L'Explication Prémisse
Cet article dit que lorsqu'on donne ou lègue un bien en imposant une clause d'inaliénabilité (interdiction de vendre ou de transmettre), cette clause n'est valable que si elle est temporaire et si elle répond à un intérêt sérieux et légitime. Si cet intérêt disparaît ou si un intérêt plus important s'impose, le bénéficiaire (donataire ou légataire) peut demander au juge l'autorisation de disposer du bien malgré la clause. Enfin, ces règles ne portent pas atteinte aux libéralités faites à des personnes morales (ex. associations, fondations) ni à celles faites à des personnes physiques chargées de constituer une personne morale.
Exemple concret : votre grand‑mère vous lègue sa maison en précisant « non cessible pendant 15 ans » pour éviter la spéculation et préserver l’usage familial. Cette clause est temporaire (15 ans) et vise un intérêt légitime (préserver l’affectation familiale), donc elle est valable. Si, au bout de 7 ans, vous êtes dans une situation financière grave et que vendre la maison devient nécessaire pour sauvegarder votre famille, vous pouvez demander au juge l’autorisation de la vendre si le juge estime que votre intérêt (plus important) l’exige.
- Clause d’inaliénabilité = interdiction de vendre/transmettre un bien donné ou légué.

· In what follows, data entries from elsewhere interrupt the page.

PR #668, opened 2026-01-08
Add support for AES-GCM.

### LINKED ISSUE #584: Add support for AES GCM ciphers
**Describe the feature**
AES GCM is currently missing

**Expected behavior**
AES GCM is available

**Additional context**
This should be implemented using the Message Encryption interfaces from pkcs#11 modules, rather than the older C_Encrypt* based functions

ilie-halip-nxp:
#### Description

Add support for AES-GCM (128, 192 and 256 bits key sizes), using the PKCS11 message-based encryption functions. This currently does not work with the partial IV feature used by TLS1.2, I plan to address that in the near future.

OpenSSL doesn't seem to provide a tool to test AEAD encryption/decryption (as is `openssl enc` for most ciphers), which is why I wrote a test program to do it.

Fixes #584 

#### Checklist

- Validité conditionnée : la clause doit être temporaire et justifiée par un intérêt sérieux et légitime.
- Intervention judiciaire possible : le donataire/légataire peut demander au juge la levée ou l’autorisation de déroger à la clause si l’intérêt initial a disparu ou si un intérêt supérieur l’exige.
- But protecteur de l’usage raisonnable : l’article interdit les clauses perpétuelles ou non justifiées qui enferment indéfiniment un bien.
- Exceptions/limites : ces règles n’empêchent pas certaines libéralités faites à des personnes morales ou à des personnes chargées de créer une personne morale, qui obéissent à des régimes particuliers.